*** Material for this task Section Begins ***
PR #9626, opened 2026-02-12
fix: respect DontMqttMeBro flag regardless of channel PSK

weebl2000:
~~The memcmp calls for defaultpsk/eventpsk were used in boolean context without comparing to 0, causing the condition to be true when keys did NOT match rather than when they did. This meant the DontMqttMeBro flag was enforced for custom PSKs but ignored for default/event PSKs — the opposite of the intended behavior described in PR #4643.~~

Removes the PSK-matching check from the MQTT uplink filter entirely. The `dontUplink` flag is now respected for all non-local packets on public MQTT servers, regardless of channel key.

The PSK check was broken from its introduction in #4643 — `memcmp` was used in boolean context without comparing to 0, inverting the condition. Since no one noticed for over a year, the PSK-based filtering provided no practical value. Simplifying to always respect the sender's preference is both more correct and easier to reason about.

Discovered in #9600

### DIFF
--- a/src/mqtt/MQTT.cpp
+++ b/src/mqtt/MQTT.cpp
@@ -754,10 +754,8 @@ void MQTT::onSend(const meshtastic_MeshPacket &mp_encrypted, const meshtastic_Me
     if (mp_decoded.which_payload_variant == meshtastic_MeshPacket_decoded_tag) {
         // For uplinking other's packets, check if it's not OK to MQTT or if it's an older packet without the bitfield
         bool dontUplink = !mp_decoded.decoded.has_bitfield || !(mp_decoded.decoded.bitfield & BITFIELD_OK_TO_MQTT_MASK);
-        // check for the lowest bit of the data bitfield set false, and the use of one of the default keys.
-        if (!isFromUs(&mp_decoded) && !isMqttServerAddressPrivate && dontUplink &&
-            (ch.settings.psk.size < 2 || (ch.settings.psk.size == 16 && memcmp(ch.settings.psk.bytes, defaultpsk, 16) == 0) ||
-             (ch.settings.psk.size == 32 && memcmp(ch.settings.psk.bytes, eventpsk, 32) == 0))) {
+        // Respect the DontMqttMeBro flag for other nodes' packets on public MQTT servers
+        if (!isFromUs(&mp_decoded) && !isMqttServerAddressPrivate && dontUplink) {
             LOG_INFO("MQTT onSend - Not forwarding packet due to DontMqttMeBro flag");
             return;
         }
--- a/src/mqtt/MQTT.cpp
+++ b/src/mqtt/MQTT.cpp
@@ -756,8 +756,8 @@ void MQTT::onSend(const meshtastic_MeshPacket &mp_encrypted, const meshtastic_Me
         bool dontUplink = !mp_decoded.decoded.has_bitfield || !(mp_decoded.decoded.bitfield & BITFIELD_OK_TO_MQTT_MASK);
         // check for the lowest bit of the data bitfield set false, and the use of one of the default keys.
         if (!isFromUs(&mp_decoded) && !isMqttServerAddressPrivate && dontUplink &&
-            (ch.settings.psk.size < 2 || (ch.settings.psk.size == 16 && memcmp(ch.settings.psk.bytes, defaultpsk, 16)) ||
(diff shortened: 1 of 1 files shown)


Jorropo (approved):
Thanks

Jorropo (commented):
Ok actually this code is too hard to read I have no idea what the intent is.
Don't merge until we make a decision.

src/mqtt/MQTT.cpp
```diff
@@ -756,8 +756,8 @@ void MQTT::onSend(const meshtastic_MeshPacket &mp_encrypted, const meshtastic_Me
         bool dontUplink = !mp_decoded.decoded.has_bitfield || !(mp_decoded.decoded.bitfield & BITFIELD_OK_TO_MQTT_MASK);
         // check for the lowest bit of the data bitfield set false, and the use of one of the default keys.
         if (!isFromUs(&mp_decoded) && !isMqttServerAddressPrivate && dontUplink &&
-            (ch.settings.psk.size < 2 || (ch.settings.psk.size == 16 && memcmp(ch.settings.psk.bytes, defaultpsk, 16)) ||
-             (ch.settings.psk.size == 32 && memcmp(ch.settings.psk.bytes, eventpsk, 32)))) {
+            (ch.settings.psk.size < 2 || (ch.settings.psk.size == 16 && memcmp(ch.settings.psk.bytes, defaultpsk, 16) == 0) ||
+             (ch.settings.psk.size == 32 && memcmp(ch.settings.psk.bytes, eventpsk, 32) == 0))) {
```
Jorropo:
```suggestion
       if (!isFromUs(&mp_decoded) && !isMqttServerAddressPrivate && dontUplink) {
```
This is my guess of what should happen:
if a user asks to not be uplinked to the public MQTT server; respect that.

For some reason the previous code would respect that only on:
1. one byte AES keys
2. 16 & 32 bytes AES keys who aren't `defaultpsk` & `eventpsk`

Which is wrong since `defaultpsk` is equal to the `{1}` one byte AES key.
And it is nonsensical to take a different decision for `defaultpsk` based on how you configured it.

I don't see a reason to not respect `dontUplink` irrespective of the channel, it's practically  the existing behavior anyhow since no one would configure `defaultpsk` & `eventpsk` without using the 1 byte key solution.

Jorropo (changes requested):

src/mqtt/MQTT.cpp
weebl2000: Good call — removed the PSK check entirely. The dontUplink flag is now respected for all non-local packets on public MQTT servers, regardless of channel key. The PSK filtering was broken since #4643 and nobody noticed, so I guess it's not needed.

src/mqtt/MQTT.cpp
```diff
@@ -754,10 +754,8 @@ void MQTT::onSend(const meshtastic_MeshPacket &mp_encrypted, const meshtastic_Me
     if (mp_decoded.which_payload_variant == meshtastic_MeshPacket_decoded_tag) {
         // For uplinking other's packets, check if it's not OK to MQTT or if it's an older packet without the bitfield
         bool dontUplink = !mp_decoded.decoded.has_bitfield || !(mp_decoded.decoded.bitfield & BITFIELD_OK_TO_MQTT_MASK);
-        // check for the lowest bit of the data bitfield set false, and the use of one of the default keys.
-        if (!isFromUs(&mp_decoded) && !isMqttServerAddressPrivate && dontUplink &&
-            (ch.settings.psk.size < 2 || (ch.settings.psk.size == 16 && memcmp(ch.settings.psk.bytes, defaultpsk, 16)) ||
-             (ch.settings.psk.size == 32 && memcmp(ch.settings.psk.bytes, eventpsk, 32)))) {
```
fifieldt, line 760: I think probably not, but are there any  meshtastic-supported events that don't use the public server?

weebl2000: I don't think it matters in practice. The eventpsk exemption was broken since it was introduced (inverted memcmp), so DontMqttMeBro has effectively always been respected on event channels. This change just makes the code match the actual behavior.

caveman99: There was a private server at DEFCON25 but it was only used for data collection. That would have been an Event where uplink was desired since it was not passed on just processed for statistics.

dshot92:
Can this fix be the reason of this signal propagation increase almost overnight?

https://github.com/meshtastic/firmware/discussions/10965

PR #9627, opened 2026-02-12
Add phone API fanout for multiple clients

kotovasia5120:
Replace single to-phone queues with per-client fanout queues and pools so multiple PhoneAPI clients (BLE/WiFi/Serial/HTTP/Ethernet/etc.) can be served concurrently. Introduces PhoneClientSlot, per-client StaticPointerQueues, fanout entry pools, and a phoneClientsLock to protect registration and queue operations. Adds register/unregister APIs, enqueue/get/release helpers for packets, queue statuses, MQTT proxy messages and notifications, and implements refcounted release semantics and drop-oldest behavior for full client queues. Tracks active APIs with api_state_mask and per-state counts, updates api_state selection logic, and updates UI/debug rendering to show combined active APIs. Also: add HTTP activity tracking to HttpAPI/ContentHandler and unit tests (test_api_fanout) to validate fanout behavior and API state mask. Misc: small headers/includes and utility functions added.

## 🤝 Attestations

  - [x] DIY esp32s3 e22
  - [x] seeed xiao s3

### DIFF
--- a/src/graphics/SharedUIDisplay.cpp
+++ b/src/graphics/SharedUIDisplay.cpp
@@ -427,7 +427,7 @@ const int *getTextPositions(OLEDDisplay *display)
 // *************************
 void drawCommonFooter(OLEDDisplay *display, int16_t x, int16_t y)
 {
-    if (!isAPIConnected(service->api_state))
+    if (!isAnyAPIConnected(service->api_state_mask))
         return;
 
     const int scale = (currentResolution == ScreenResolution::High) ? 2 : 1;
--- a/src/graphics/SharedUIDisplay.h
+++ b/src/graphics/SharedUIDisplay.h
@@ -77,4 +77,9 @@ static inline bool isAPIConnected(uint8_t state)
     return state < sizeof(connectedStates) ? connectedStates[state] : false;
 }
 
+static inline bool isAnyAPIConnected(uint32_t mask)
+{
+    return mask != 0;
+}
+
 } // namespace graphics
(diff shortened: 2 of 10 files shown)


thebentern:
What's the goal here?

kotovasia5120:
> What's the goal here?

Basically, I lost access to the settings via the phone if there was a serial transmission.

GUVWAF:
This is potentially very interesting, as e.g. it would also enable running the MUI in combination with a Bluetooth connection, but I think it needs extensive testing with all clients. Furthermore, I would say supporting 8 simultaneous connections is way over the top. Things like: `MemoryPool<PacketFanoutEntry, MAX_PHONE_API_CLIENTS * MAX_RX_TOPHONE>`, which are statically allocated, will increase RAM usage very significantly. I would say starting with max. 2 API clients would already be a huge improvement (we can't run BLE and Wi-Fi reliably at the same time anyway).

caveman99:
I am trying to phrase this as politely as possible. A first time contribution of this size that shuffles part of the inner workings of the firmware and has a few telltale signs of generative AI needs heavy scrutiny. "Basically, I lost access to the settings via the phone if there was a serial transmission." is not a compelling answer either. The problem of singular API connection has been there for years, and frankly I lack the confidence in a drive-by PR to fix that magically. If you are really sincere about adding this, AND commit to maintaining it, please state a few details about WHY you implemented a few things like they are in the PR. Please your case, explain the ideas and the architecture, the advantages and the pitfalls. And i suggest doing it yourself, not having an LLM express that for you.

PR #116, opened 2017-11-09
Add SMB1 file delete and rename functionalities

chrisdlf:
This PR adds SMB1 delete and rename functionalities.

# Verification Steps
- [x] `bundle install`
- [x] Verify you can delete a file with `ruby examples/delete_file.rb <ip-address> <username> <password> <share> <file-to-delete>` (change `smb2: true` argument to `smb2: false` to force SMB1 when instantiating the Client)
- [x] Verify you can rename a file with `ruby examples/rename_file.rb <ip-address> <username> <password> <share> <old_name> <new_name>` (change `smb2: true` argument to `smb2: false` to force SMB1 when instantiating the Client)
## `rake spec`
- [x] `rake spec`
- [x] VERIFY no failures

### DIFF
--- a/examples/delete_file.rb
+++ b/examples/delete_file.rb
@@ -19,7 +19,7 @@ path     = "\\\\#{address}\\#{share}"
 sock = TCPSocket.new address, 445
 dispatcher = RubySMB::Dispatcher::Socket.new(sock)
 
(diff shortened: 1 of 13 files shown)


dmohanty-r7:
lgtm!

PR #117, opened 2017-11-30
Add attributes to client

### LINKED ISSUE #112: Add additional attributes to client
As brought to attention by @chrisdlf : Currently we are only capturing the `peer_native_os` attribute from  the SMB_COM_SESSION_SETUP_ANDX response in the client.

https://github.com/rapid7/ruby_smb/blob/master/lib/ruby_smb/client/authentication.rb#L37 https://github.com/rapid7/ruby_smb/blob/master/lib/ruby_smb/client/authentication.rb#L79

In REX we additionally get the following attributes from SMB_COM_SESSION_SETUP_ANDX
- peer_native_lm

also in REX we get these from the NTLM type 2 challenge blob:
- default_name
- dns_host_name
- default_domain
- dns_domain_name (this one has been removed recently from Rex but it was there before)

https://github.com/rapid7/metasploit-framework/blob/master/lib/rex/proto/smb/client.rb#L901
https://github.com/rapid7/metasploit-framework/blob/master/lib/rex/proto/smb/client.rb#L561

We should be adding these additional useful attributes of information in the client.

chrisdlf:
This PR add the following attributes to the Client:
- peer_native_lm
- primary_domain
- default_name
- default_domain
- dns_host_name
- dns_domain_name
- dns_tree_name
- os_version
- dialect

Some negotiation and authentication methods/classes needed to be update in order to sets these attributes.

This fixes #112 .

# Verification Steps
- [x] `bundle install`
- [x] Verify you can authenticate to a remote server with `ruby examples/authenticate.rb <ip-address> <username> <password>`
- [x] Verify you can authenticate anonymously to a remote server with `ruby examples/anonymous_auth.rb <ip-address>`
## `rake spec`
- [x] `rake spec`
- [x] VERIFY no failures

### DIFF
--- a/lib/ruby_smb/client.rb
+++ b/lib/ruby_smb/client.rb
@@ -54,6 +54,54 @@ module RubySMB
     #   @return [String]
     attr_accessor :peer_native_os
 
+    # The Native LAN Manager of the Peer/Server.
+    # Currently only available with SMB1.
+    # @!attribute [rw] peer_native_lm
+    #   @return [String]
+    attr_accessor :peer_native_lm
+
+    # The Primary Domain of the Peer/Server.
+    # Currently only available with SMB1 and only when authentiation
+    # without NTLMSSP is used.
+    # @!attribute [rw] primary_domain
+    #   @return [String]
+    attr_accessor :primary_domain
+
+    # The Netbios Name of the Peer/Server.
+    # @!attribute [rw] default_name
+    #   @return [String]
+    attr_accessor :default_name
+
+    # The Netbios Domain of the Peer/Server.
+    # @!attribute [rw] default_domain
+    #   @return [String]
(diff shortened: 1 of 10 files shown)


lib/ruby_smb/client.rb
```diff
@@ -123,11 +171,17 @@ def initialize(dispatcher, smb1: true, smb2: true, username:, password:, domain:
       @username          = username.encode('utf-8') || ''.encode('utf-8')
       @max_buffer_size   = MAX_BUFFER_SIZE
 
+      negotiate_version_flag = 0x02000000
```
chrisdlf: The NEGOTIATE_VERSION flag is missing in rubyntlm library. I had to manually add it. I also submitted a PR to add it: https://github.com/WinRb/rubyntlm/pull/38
*** Material for this task Section Ends ***
### Brief
Show the lines above that include "rename".

### Completed task
Add SMB1 file delete and rename functionalities
This PR adds SMB1 delete and rename functionalities.
- [x] Verify you can rename a file with `ruby examples/rename_file.rb <ip-address> <username> <password> <share> <old_name> <new_name>` (change `smb2: true` argument to `smb2: false` to force SMB1 when instantiating the Client)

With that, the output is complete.